God Burns Time

Thursday, November 17, 2005

Why we want our relationships to be painful, and what it tells us.

Relationship Stacks
Let's suppose your problems with others are peeves. Let's say you can hold a list or stack of 12 pet peeves about a person. Suppose they change the top one. Are you happier? Yes, for a short period of time, but the 2nd worst peeve now pops up to become the first, and the bottom of the stack is empty space. Well that empty space is easily and naturally filled by you. Remember you could only hold 12 pet peeves at a time, you have an empty compute cycle, an empty bin, a vacuum. Spend 5 more minutes with the person and sure enough, number 12 will pop into the stack. So there is no real improvement in the relationship dynamic at all.

Why? Self-centeredness. Sure they "fixed" their problem but you still have to same stack, just a different mix. It's the same thing, it's the same song, a different beat. It's a remix, it's a cover, but it's the SAME thing.
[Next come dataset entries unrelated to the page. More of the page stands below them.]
PR #2072, opened 2026-08-31
feat: Convert Exploration mission to new MissionProject

bevans2000:
Key changes:
- Created a new class EVAMissionStep to represent a step in an EVA mission.
- EVAMissionStep will wait for all EVAs to be completed before moving to the next step in the mission.
- Modified VisitLandmark to use common EVA logic
- Create ExploreSiteStep to bind an ExploreSite task to a Mission
- ExplorationMeta builds a MissionProject with steps
- Delete old Exploreatino mission class

Also fixes the bugs:
- Updated Mind to fix problem with missions being skipped

close #975

PR #2091, opened 2026-09-12
fix(core): Evicted Worker leave mission

bevans2000:
Changes:
- MissionBoardVehicleStep releases the evicted member from the Mission
- Add UnitTest for board vehicle step
- MissionBoardVehicleStepTest provides a reusable method createRoster
- ExplorationMetaTest uses new createRoster method

close #2072

### DIFF
--- a/mars-sim-core/src/main/java/com/mars_sim/core/mission/steps/MissionBoardVehicleStep.java
+++ b/mars-sim-core/src/main/java/com/mars_sim/core/mission/steps/MissionBoardVehicleStep.java
@@ -39,7 +39,7 @@ public class MissionBoardVehicleStep extends MissionStep {
 	private static final SimLogger logger = SimLogger.getLogger(MissionBoardVehicleStep.class.getName());
 
 	/* How long do Worker have to complete departure */
-	private static final int DEPARTURE_DURATION = 150;
+	protected static final int DEPARTURE_DURATION = 150;
 	private static final int DEPARTURE_PREPARATION = 15;
 
     private boolean notifiedMembers = false;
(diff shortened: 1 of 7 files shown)


mars-sim-core/src/main/java/com/mars_sim/core/mission/steps/MissionBoardVehicleStep.java
```diff
@@ -139,7 +139,7 @@ private boolean evictStragglers(MissionProject m, Vehicle v) {
 				&& ((members.size() - ejectedMembers.size()) >= 2)) {
 			for(Person ej : ejectedMembers) {
 				logger.info(ej, "Ejected from mission " + m.getName() + " missed Departure");
-				m.removeMember(ej);
+				ej.setMission(null);
```
mokun, line 142: In AbstractMission,
```java
/**
	 * A Member leaves the Mission and adjust his work shift.
	 * Note: should use removeMember() to call memberLeave().
	 */
	private final void memberLeave(Worker worker) {
		// Added codes in reassigning a work shift
		if (worker instanceof Person person) {
			
			logger.info(person, "Removed from " + worker.getMission() + ".");
			
			String buildingName = worker.getBuildingLocation() != null ? worker.getBuildingLocation().getName() : null;
			worker.getTaskManager().recordActivity(getName(), getPhaseDescription(), "Leaving mission", getName(), buildingName);
			
			worker.setMission(null);
			
	      	if (RoleType.GUEST != person.getRole().getType() && person.getShiftSlot() != null) {      
	      		person.getShiftSlot().setOnCall(false);
	      	}	

			registerHistoricalEvent(person, HistoricalEventType.MISSION_FINISH, "Removing a member");
			fireMissionUpdate(REMOVE_MEMBER_EVENT, worker);
		}
	}
```

Shall we by any chance also cover these basis when calling setMission(null) in the new mission project paradigm ?

bevans2000: The event is handles in the new mission code. Changing the shift is the responsibility of the Person and it should go there not on the Mission

PR #2092, opened 2026-09-12
task(tools): Create Process Check tool

### LINKED ISSUE #2086: Create unit tests to check if the mass of input resources equals that of output resources
- Currently, we have to go back to each process in `manufacturing.xml` and `resource_process.xml` to double check if the mass of input resources equals that of output resources.
- In other words, it makes sense to follow through on the conservation of mass in each process to ensure the equation is balanced.
- An additional advantage is that this will help correcting the predefined mass of each part in parts.xml.

- Write a method as an unit test that prints out the results 

**Describe alternatives you've considered**
- Write a main method that can be run independently to show any processes that need to be fixed, without having to bother with unit tests.

**Version**
- pre-4.1

**Notes**
- It will need to read in all the manufacturing process before it can compute the total input mass and the total output mass because the assembly of some derived amount resource, part, equipment, robot, vehicle, etc are found in manufacturing.xml.
- It will need to recursively compute each part or each equipment that may comprise other parts and resources.
- By looking up the input resources that create a part, it will check if the stated mass of each part is indeed correct.

bevans2000:
This adds a new tool, ProcessCheck, for the Mars simulation environment. It check that the total output mass is not larger than teh total input mass of process specs. It is applicable to Salvage, Food & Manufacturing.

This is a help file `process-check.md` to explain the operation.

close #2086

### DIFF
--- a/.gitignore
+++ b/.gitignore
@@ -10,3 +10,6 @@
 .DS_Store
 lib/
 **/*.db
+
+# ProcessCheck output
+process-check-details.txt
--- a/mars-sim-tools/process-check.md
+++ b/mars-sim-tools/process-check.md
@@ -1,0 +1,50 @@
+# ProcessCheck
+
+ProcessCheck validates process definitions.
+It scans the configured manufacture, food production, and salvage processes and flags any process where total output mass is greater than total input mass.
+The report is grouped by process type.
+
+## Output
+
+- Standard output: grouped summary of failed processes by process type.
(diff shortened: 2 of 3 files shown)


mokun (approved):

mokun:
Awesome !

bevans2000:
> Awesome !

Yes, it's good. Liked what CoPilot did. The instruction file explain how to run it from Maven but of course you can run it direct from the IDE as well. Give it a try, just merging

Relationship and love -- it's about looking beyond and not on the stack. It is not having a stack, for is love a recorder of wrongs? Why? Because love does not NEED the other person to give back, to transact. Love is from one already satisfied. If you are not already satisfied then the relationship is not love, it is use. Now there is mutual use, it's called business. And in relationships it is usually referred to as prostitution (I use this illustration for shock value, it's sometimes useful to amp the volume on the mundane to ear-piercing decibels). But in order to truly love one party must be satisfied or at least their source of satisfaction is not found in any way upon the object of their love, with the other party. Now they are truly free to shower their object (the other party) with true love. Unconditional. Whether there is anything intrinsically loveable about the object is immaterial.
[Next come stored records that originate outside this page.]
PR #2095, opened 2026-09-12
fix: Change the InviteStudyCollaboratorTest to reduce failures

bevans2000:
Changes:
- InviteStudyCollaborator exposes invitee list
- Test checks invitee list size
- Test modifies relationship opinion the primary researcher has of the collaborators
- Reduce excessive warning output when placing initial people


mars-sim-core/src/test/java/com/mars_sim/core/science/task/InviteStudyCollaboratorTest.java
```diff
@@ -85,6 +86,11 @@ public void testCreateTask() {
         BuildingManager.addToActivitySpot(c1, l, FunctionType.RESEARCH);
         BuildingManager.addToActivitySpot(c2, l, FunctionType.RESEARCH);
 
+        // Make primary like others
+        RelationshipUtil.changeOpinion(p, c1, 100);
```
mokun, line 90: There you go !

mars-sim-core/src/main/java/com/mars_sim/core/building/BuildingManager.java
```diff
@@ -1100,10 +1100,6 @@ public static boolean addPersonToBuildingSpotByJobType(Person person, Settlement
 			}
 		}
 
-		if (!found) {
```
mokun, line 1103: Feel like we could dedicate some spots to be a "collaborative" workspace. That means they are for multi-purposes. 

Some places in the U.S. (before Covid) champion this idea. It can be a building where many small companies rent dozens of workspace out. 

https://www.coworkingcafe.com/blog/15-unique-us-coworking-spaces/

mokun (approved):

mars-sim-core/src/test/java/com/mars_sim/core/science/task/InviteStudyCollaboratorTest.java
bevans2000: Not 100% sure but it should help

Issue #2077, opened 2026-09-05
Settlement Map improvements


bevans2000:
**Describe the improvement**
The recent addition of the data collection entity has shown the Settlement map panel is not easily expandable as other layers are added. Adding a new Entity to display involves a lot of code changes in numerous classes.

More importantly, the current logic is not efficient when searching for mouse actions on the rendered items as it scans and draws all potential entities independently of the actual rendered image. So for a large Settlemetn everything is drawn but less than 10% is visible to the user.

** Solution **
The solution is to follow the hotspot pattern of the Navigator panel where the layers return hotspots that represent rendered "things".  The hotspot would identify a region and what actions/details are available. It removes the need for specific coding within the central Settlement Map Panel. Essentially implementing a Command pattern.

Secondly, the hotspots returned would only contain those that have been rendered, not the whole potential scope. The layer must also be able to identify Entities not visible and excluded from rendering. Could this be done as a rough distance from the center of the display with a tolerance.

Furthermore, the means to externally select Entities can be centralized around a single Entity instead of methods for each type. Only one Entity is highlighted in the map currently but it uses complex logic to achieve this.

Lastly, filter options should be defined by the specific layer using that filter instead of central.
 .

bevans2000:
@mokun What do you think about removing the weather overlay from the Settlement Map? The information is available elsewhere and does the user want that information when looking at the map?
Same for the ticker bar message. I don't use it. Both just take up space

PR #2107, opened 2026-09-19
task(ui): Highlight selected Entity when popup menu shown

bevans2000:
Changes:
- SettlementMapPanel updates the selected Entity when target of popup
- Settlement manages parked vehicles & indoor citizens as concurrent sets as large read with background updates

Ref #2077


bevans2000:
@mokun I have had to change the DataCollectionSite class in this PR. It uses a LocalPosition but never records within which Settlement the position is within. Anything that is positioned in a Settlement must now implement a SettlementPOI

mars-sim-core/src/main/java/com/mars_sim/core/structure/Settlement.java
```diff
@@ -432,7 +432,7 @@ protected Settlement(String name, Coordinates location) {
 		robotsWithin = new UnitSet<>();
 		deathRegistry = new UnitSet<>();
 
-		// This are read many and write infrequesnt so suitable for concurrent collections
+		// These collections are read many and write infrequent so suitable for concurrent collections
```
mokun, line 435: Aren't they are used relatively frequently ? There are people and vehicle going in and out of a settlement all the time.

The best way to avoid CME in VehicleMapLayer is to use one single flag  isReady in a settlement to indicate that a vehicle has just been removed from parkedNGaragedVehicles Set when it's about to depart a settlement.

This effectively eliminates CME without having to rely on CopyOnWriteArraySet that uses more CPU for the default scenario of 19 settlements.

After this PR is done, is it okay that if I demonstrate isReady flag is good, we can switch back to using it ?

mokun (approved):

mars-sim-core/src/main/java/com/mars_sim/core/structure/Settlement.java
bevans2000: The ready flag doesn't work. It does not prevent a list being scanned when there is a parallel change occurring. We scan the Person's indoors and parked vehicle list numerous places, these are all cases of a potential CME.
The drawback is not CPU, there is a small extra memory used during the update operation. If you read the blogs this is a very efficient copy of the underlying byte array.
Let's not add it back in, this is cleaner and easy to understand.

So in our relationships how can we DO this? We cannot. Are you completely satisfied in and of yourself? Are you not dependent on sooo many things physically, mentally, financially, and emotionally? So a system based on needers will find that none are filled, none satisfied (current pop culture just makes it obvious, but we've been building the system since we started eating weird fruit in nice places).

No, we cannot look to one another, nor to creation for our needs, for our true needs to be met. We look to God, who DOES NOT NEED US. He DOES NOT NEED ANYTHING. He truly is LOVE because without needing us or anything He created anyway. And so it can only be through a union and a relationship and a walk with Him that true love can manifest. We are vessels of His love. Vessels hold something that comes from the outside and is then placed inside themselves. And when something on the outside sees fit, they dispense what is inside to something outside them. We are vessels of love, for we are temples of God, we are walking epistles, we are earthen vessels holding inside a tremendous treasure (and that treasure is NOT a thing, but a Person).

And so it is only in and through and by Christ that true love manifests. Otherwise it is going to be mutual use or one-sided manipulation. Eventually the mutual use will break down, the business merger diverges and collapses. Eventually the prostitute leaves to go on to the next trick and the John to the next fix. Eventually the object of manipulation is fully tapped and the manipulator moves on to another mark. Either way the party ends.

So why do we want our self-centered relationships to be painful? Because they are not real, they are not in and of Christ. Why would we want an illusion to feel good for anything more than a season (if it didn't feel good at all, we'd never do it; no one, well few, are tempted to become gluttons with Castor Oil, but Pop Tarts, heck yeah I'm tempted and they seem sooo gooood...for a season).